Your goal: Every line containing "restClientCache" should be identified and copied from the data below.

Entries provided:
┌──

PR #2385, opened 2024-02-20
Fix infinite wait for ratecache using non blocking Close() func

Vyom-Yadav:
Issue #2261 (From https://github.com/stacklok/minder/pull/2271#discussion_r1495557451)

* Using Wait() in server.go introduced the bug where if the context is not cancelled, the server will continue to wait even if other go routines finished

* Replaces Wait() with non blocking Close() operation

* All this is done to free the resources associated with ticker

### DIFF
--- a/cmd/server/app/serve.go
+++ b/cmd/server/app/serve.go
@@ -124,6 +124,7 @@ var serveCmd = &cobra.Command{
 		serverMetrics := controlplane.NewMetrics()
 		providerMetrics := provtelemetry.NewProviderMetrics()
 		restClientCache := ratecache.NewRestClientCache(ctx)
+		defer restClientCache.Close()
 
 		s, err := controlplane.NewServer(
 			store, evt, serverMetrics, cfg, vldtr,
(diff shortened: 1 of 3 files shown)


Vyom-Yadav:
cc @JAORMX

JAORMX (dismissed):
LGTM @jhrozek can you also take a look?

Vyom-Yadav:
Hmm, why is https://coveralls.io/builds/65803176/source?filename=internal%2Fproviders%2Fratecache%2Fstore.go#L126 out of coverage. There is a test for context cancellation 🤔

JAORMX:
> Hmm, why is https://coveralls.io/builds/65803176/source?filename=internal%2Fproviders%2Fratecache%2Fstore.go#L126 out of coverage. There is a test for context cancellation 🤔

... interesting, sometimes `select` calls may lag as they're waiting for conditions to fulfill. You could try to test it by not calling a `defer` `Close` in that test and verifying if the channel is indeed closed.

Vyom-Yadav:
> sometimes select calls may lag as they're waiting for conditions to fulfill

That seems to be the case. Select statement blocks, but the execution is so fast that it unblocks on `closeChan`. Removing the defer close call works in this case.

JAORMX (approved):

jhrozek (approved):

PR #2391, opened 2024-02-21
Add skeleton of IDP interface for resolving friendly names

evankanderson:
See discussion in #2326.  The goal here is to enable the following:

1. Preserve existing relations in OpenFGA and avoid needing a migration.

└──

Solution for this exercise:
 		restClientCache := ratecache.NewRestClientCache(ctx)
+		defer restClientCache.Close()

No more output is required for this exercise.